Wednesday, December 31, 2008

watch your ash


npr broadcast a story about the coal ash spill in Tennessee this morning. The spill occurred a while ago but questions are persisting about the degree of hazard associated with the stuff. Bloomberg also has a story about this incident, but makes a more disturbing claim that wells in the area have been reported to contain levels of "some metals" that exceed safe levels. Yet EPA considers coal ash, which is produced in huge quantities at coal-fired power plants, a special waste that is recyclable into building materials, etc., not really a regular hazardous waste.

Is coal ash hazardous? Does the dose make the poison in this case? I don't have the answers but this story doesn't seem to be going away. Given time maybe the news media will deliver us some more good information. In the mean time I may have to dig into the EPA's web to see what else I can learn.
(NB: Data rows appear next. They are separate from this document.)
PR #959, opened 2026-07-29
api-v2: address second review round on #943 (WsPinName struct, resolver semantics, digitalio cleanups)

tyeth:
## Summary

Addresses the 2026-07-23 review round on #943. Each inline thread there gets a reply pointing at the change here.

## Changes

- **`WsPinName` struct** (`ws_helper_pins.h`): pairs the pin-name string with its resolved number — validated and resolved once via `Set()`, then both representations travel together instead of re-resolving the string at every use. `Set()` rejects `nullptr` and any name that would truncate (`strlen >= sizeof` fails; `strncpy` can no longer silently truncate). Adopted by:
  - `drvBase` (`_pin_scl`/`_pin_sda`, `static_assert`'d to hold the pb pin-name fields; `SetPins()` returns bool and the i2c controller fails the Add with a component error on invalid names)
  - `UARTHardware` (`_pin_rx`/`_pin_tx`) and `drvUartBase` (`_port`)
  - the i2c bus lookup (`findOrCreateBus`/`GetI2cBus`)
- **`ExpanderController::ResolvePinName` restructured**: explicit expander-vs-native paths. An expander pin name whose expander isn't registered **fails**; a native name succeeds with `expander_drv` left `nullptr` — documented as the point of the API (one call serves both pin domains for digitalio/analogio/pwm). `ExpanderHardware::ParsePinNum` is removed outright, so no more `::` static call.
- **digitalio**: the `is_inverted` (active-low) logical→electrical conversion is now a documented `GetElectricalLevel()` helper; all ternary ops in `hardware.cpp` replaced with if/else. The `_first_read` seeding is kept (it fixes a HIL-verified bug where comparing against the Add's `initial_value` guess either suppressed the pin's initial report or fabricated a transition) with the reasoning now spelled out in the comments — two bools can't encode "not yet read".

## Build verification

Local `adafruit_feather_esp32s3` ✅ and `huzzah8266` ✅; full matrix via CI on this PR.

### DIFF
--- a/src/components/digitalIO/hardware.cpp
+++ b/src/components/digitalIO/hardware.cpp
@@ -56,6 +56,23 @@ DigitalIOHardware::~DigitalIOHardware() {
 }
 
 /*!
+    @brief  Converts a logical pin value to the electrical level to drive.
+            The digitalio.proto `is_inverted` field marks active-low pins
+            (e.g. an LED wired to VCC): IO always speaks in logical values,
+            so inverted pins must drive the opposite electrical level.
+    @param  logical_value  The logical value from the broker's perspective.
+    @return HIGH or LOW, the electrical level to apply to the pin.
+*/
+uint8_t DigitalIOHardware::GetElectricalLevel(bool logical_value) {
+  bool level = logical_value;
+  if (_is_inverted)
+    level = !logical_value;
+  if (level)
+    return HIGH;
+  return LOW;
+}
+
+/*!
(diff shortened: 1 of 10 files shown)


tyeth-ai-assisted:
@tyeth ready for your review — addresses all 11 comments from the 2026-07-23 review round on #943 (each thread there now has a reply pointing at the specific change). Local esp32s3 + huzzah8266 builds pass; CI matrix running.

PR #969, opened 2026-08-11
feat. Adafruit IO Marquee

brentru:
## Summary

Adds support for new feature - marquee - for ThinkInk EPDs. Marquee allows a broker to push a full-frame BMP in chunks over MQTT. The WipperSnapper device reassembles the BMP, draws it, and ACKs back to the broker.

This pull request also fixes a handful of high and medium severity bugs within the deep-sleep feature, blocking it from working as-expected.

## Files to look at
The majority of the files in this PR are regenerated protocol buffer files, the key files to look at are:
1. `display/controller.*`
2. `wippersnapper.cpp` 
3. `dispDrvThinkInk.h`

## Marquee

How it works:
- New `ws_display_Canvas` (checksum / size / chunk_id / chunk_total / chunk_data) and a `WriteComplete` D2B ack. `DisplayController` files chunks by id, concatenates when the count is met, verifies against the declared size, draws, then acks.
- State tracking via`marquee_state_t { IDLE, AWAITING, STREAMING, DRAWING }` — anything but `IDLE` is blocking for the loop (prevents sleep - keeps device awake during RX or writing)
- **MQTT read path widened.** - The `processPackets(10ms)` short-reads on multi-KB payloads and desyncs the stream. When a large message is pending - it drains via `readSubscription(500ms)` inside a 2s window instead.
- **Display Adds now handled during check-in**
- **Condensed 6 ThinkInk headers → 1**
- **Sleep mode is aware of displays now**

## Deep sleep

Sleep didn't work on this branch's base. There were 4 separate bugs:

1) **Duration was 10x too long.** 
2) **Sleep never started if enabled at runtime.** 
3) **No Goodnight before sleep.** - `loopSleep()` now publishes it 
4) **ext0 wakeup was lost on a net-FSM failure.** -  ext0 pin/level/pull now persists in `RTC_DATA_ATTR` and gets re-armed.
5) `loopSleep()` was restructured - the deadline check used to sit after an early `return` and could be skipped. Now `all_controllers_complete` and `has_deadline_expired` are computed up front and there's one teardown path.


src/components/display/hardware.cpp
```diff
@@ -350,110 +349,99 @@ bool DisplayHardware::beginSpiEpd(ws_display_Add *msg) {
...
-
   _drvDisp->setWidth(config->properties.width);
   _drvDisp->setHeight(config->properties.height);
+  _drvDisp->setRotation(config->properties.rotation);
   if (config->properties.text_size > 0)
     _drvDisp->setTextSize(config->properties.text_size);
 
-  if (!_drvDisp->begin(epd_mode)) {
+    // If this is not a cold boot, and the device is waking from sleep, tell the
+    // driver to skip the panel refresh since it already holds an image.
```
tyeth: two bools for this probably instead of an ever growing list of arch ifdefs

PR #877, opened 2026-05-06
fix(rgeo): reject malformed MFJSON input for trgeometry

estebanzimanyi:
## Summary

- `trgeometry` input via MFJSON silently accepted malformed JSON (missing fields, wrong types) that would later cause crashes or wrong results; adds validation in `type_out.c` with proper error messages.
- Adds regression tests in `123_trgeo_inout` for the rejected malformed inputs.

## Test plan

- [ ] `123_trgeo_inout` regression tests pass
- [ ] Malformed MFJSON strings return a clear error rather than a crash or silent wrong value


estebanzimanyi:

PR #879, opened 2026-05-06
ci: add check that public headers do not use int64_t

estebanzimanyi:
## Summary

- Adds a CI script and workflow step that fails if any `meos/include/*.h` public header uses `int64_t` instead of `int64`; ensures portability across platforms where `<stdint.h>` types are not guaranteed in library consumers.
- Fixes any existing occurrences found by the new check.

## Test plan

- [ ] CI check passes on current master
- [ ] Introducing `int64_t` in a public header causes the check to fail


estebanzimanyi:
Consolidated into #910 (ci/code-quality-improvements) to reduce the review queue.

PR #880, opened 2026-05-06
ci: remove GEOS version guards no longer needed

estebanzimanyi:
## Summary

- Removes `#if POSTGIS_GEOS_VERSION >= ...` guards that were added to work around features absent in old GEOS versions; the minimum supported GEOS is now new enough that all guarded code paths are always active.
- Reduces conditional-compilation noise in 8 files; no logic change.

## Test plan

- [ ] All existing regression tests continue to pass after guards are removed


estebanzimanyi:
Consolidated into #910 (ci/code-quality-improvements) to reduce the review queue.

PR #881, opened 2026-05-06
test(geo): add KNN index coverage tests for tgeo

estebanzimanyi:
## Summary

- Adds expected-output regression tests for KNN (`<->` operator with `ORDER BY ... LIMIT`) queries on tgeometry/tgeography SP-GiST and GiST indexes.
- Covers the previously untested index-assisted nearest-neighbour path.

## Test plan

- [ ] New KNN test files pass in the coverage build with RGEO enabled


estebanzimanyi:

PR #882, opened 2026-05-06
test(tpose): add KNN/index regression tests for tpose

estebanzimanyi:
## Summary

- Adds expected-output regression tests for KNN (`<->` with `ORDER BY ... LIMIT`) and index-correctness queries on tpose indexes (GiST/SP-GiST).
- Covers the previously untested index-assisted nearest-neighbour path for tpose.

## Test plan

- [ ] New index test files pass in the coverage build


estebanzimanyi:

PR #883, opened 2026-05-06
test(trgeo): add KNN/index regression tests for trgeo

estebanzimanyi:
## Summary

- Adds expected-output regression tests for KNN (`<->` with `ORDER BY ... LIMIT`) and index-correctness queries on trgeo indexes (GiST/SP-GiST).
- Covers the previously untested index-assisted nearest-neighbour path for trgeo.

## Test plan

- [ ] New index test files pass in the coverage build


estebanzimanyi:

PR #897, opened 2026-05-06
refactor(meos): rename tpose/trgeo conversion and distance functions for precision

estebanzimanyi:
## Summary

- Renames a small set of `tpose` and `trgeo` MEOS-layer conversion and distance functions whose names were ambiguous or inconsistent with the naming convention used by other type families.
- 11 files, 32 insertions/33 deletions; purely a rename with no logic change.

## Test plan

- [ ] All existing regression tests pass unchanged
- [ ] PyMEOS / JMEOS bindings updated if they reference the old names (check meos.h diff)


estebanzimanyi:
Consolidated into #908 (refactor/meos-naming-cleanups) to reduce the review queue.

PR #915, opened 2026-05-07
Surface cbufferset in the Set-and-Span-Types chapter

estebanzimanyi:
`cbufferset` is implemented and usable on master but the manual gave users no way to discover it.

Before this PR:
- The Set-and-Span-Types overview listed every other set type (`intset`, `bigintset`, `floatset`, `textset`, `dateset`, `tstzset`, `geomset`, `geogset`, `npointset`) but not `cbufferset`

Tuesday, December 23, 2008

ahhhhhh, skiing.

It is finally ski season around here. I ventured out yesterday after applying a new coat of wax.
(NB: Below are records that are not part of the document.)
PR #921, opened 2026-05-08
fix(geo): restore geodetic flag in tIntersects for tgeogpoint sequences

estebanzimanyi:

## Summary

Two related bugs that together break `tIntersects(tgeogpoint, geometry)` on sequence inputs:

- **`tspatial_tempspatialrels.c`**: `geom_intersection2d()` always returns a planar geometry (`GEODETIC=0`, SRID from the geometry argument). For `tgeogpoint` sequences the instants carry `GEODETIC=1` / SRID 4326, so `datum_point_eq` rejects any comparison and `tpointseq_interperiods` raises "value not found". Fix: after computing the intersection, check the sequence's `GEODETIC` flag and call `geom_to_geog()` to rebuild the result as a proper geography, mirroring the same fix already applied in the `eIntersects` path.

- **`tgeo_restrict.c`**: `geo_serialize()` always produces `GEODETIC=0` output regardless of the source `LWGEOM`'s origin. When `tpointseq_interperiods` processes a geodetic intersection, points serialised from the `lwgeom` decomposition lose the flag, causing `datum_point_eq` to reject comparisons with geodetic `tgeogpoint` instants. Fix: after each `geo_serialize` call, if the intersection is geodetic (`FLAGS_GET_GEODETIC(gsinter->gflags)`), call `geom_to_geog()` to rebuild the `GSERIALIZED` with `GEODETIC=1` and the correct 3D bounding box — applied to both the `POINT` case and the two endpoints of the `LINE` case.

Combined, `tIntersects(tgeogpoint, geometry)` now works correctly end-to-end.

## Test

```sql
-- Should return a non-null tgeogpoint restricted to the geometry
SELECT tIntersects(
  tgeogpointSeq('[POINT(0 0)@2001-01-01, POINT(1 1)@2001-01-02]'),
  'POLYGON((0.25 0.25, 0.75 0.25, 0.75 0.75, 0.25 0.75, 0.25 0.25))'::geometry
);
```

## Related

Mirrors the geodetic-flag fix already applied in the `eIntersects` path (same `geom_to_geog()` pattern).

### DIFF
--- a/meos/src/geo/tgeo_restrict.c
+++ b/meos/src/geo/tgeo_restrict.c
@@ -187,6 +187,70 @@ tpoint_force2d(const Temporal *temp)
 /*****************************************************************************/
 
 /**
+ * @brief Return the timestamp at which a segment of a geodetic temporal point
+ * is equal to a 2D point, using planar (lon/lat-as-Cartesian) arithmetic
+ * @details GEOS intersection is computed in 2D planar space; the resulting
+ * point lies on the planar straight line but deviates from the geodetic
+ * great-circle arc by up to a few microradians, which exceeds MEOS_EPSILON
+ * when using spherical distance. This function uses 2D Cartesian arithmetic
+ * matching GEOS's computation, so the residual distance is essentially zero.
+ * @param[in] inst1,inst2 Temporal values
+ * @param[in] gs Intersection point (GSERIALIZED, may be geodetic or planar)
+ * @param[out] t Timestamp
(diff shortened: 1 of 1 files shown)


estebanzimanyi:
Superseded by the consolidated MEOS quality batch PR #948 (commit-per-feature sequence: bug-audit → naming → correctness → geodetic → lifting STEP). The two-way conflict on  between this PR and the bug-audit/correctness pair was resolved by keeping both fixes.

The wax I selected was the $12 version of red wax. This is the cheap stuff, often referred to as "hydrocarbon wax." The color of the wax indicates the temperature at which it is designed to provide optimal glide. There were other waxes at the store--yellow, blue, and purple, and there were more expensive waxes, too. Some were very expensive. How do they differ?

TOKO explains this on their web site. I do squirm a bit with their casual use of language and structures, but I appreciate their willingness to talk about these things in public! The waxes are color-coded for temperature mostly because the formulations need to vary based on how much liquid water is in the snow. Under warmer and/or wetter conditions, the wax will provide better glide if it is more hydrophobic. Warm temperature waxes are also softer. In cold and/or dry conditions there is less liquid water in the snow, so hydrophobicity becomes less important and the waxes are designed to be harder to stick well to the ski when the snow is cold, dry and abrasive.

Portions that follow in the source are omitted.